Dataset excerpts
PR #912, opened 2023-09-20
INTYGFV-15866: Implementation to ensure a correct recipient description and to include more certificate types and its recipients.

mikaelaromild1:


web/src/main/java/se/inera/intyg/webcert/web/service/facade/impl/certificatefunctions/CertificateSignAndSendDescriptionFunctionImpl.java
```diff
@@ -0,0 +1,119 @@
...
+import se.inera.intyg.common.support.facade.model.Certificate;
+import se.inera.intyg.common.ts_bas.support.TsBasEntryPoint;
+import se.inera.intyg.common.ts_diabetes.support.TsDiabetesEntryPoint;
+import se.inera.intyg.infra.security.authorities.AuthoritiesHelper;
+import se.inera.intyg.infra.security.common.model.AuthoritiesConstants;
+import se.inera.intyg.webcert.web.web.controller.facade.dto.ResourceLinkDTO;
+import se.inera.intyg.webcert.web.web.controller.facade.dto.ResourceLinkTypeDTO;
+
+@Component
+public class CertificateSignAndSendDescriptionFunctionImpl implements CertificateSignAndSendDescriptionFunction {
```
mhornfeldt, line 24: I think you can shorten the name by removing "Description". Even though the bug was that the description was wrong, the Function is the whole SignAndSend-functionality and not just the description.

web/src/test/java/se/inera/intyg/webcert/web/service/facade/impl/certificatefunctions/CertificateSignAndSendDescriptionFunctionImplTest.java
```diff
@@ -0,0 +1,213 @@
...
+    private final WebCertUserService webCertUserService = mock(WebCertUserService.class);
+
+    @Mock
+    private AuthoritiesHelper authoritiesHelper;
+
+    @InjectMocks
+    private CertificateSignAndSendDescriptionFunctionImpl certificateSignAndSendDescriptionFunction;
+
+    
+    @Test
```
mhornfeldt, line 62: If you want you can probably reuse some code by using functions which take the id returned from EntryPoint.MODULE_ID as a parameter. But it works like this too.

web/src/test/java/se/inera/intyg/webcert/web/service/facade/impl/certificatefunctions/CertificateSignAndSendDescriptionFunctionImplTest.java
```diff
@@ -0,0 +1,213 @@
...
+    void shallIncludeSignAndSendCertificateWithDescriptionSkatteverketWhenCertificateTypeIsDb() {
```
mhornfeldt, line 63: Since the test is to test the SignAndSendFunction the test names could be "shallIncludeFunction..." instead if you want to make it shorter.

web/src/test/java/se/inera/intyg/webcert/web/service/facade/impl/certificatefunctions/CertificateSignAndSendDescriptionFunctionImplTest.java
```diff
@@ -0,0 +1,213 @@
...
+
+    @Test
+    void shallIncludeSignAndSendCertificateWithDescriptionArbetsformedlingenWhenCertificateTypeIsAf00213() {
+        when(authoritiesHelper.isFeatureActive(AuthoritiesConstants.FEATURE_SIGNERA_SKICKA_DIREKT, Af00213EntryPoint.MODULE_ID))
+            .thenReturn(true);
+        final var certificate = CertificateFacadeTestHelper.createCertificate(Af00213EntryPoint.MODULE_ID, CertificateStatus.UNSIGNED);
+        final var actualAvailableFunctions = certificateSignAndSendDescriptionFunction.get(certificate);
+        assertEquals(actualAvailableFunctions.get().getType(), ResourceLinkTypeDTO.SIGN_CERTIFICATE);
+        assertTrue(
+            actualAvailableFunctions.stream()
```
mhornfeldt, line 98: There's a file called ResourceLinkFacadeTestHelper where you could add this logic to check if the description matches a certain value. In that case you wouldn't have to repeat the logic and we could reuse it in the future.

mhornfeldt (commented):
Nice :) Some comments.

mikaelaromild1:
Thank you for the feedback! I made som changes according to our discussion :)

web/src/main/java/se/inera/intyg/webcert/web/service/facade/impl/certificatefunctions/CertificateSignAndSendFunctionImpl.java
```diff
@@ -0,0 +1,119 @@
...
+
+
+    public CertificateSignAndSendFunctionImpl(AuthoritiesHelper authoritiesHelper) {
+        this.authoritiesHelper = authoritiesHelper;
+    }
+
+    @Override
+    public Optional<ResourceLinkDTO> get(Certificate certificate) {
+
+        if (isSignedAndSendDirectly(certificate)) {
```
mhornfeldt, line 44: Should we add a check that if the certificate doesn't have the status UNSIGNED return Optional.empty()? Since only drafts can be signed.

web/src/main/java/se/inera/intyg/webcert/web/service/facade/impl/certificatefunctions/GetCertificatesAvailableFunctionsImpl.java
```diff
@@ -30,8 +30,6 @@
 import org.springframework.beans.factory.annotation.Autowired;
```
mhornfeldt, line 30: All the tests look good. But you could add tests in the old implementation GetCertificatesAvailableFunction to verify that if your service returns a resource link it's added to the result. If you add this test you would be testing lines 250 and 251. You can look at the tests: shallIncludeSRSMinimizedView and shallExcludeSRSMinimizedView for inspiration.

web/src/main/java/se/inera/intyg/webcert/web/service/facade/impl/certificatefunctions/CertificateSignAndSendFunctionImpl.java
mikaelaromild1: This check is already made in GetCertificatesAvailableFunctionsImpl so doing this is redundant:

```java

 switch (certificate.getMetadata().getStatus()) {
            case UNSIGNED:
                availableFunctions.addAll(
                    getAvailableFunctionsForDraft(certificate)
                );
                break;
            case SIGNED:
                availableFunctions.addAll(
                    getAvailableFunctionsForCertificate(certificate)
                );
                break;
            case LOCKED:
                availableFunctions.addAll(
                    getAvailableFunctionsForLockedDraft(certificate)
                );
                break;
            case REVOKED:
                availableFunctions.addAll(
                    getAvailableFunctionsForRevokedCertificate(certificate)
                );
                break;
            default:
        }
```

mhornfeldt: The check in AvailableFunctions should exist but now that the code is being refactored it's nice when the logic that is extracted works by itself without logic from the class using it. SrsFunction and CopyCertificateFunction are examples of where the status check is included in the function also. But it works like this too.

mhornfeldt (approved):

Problem requirements: Where in the entries does the word "common" occur? Copy out each line that has it.

Response to the exercise:
+import se.inera.intyg.common.support.facade.model.Certificate;
+import se.inera.intyg.common.ts_bas.support.TsBasEntryPoint;
+import se.inera.intyg.common.ts_diabetes.support.TsDiabetesEntryPoint;
+import se.inera.intyg.infra.security.common.model.AuthoritiesConstants;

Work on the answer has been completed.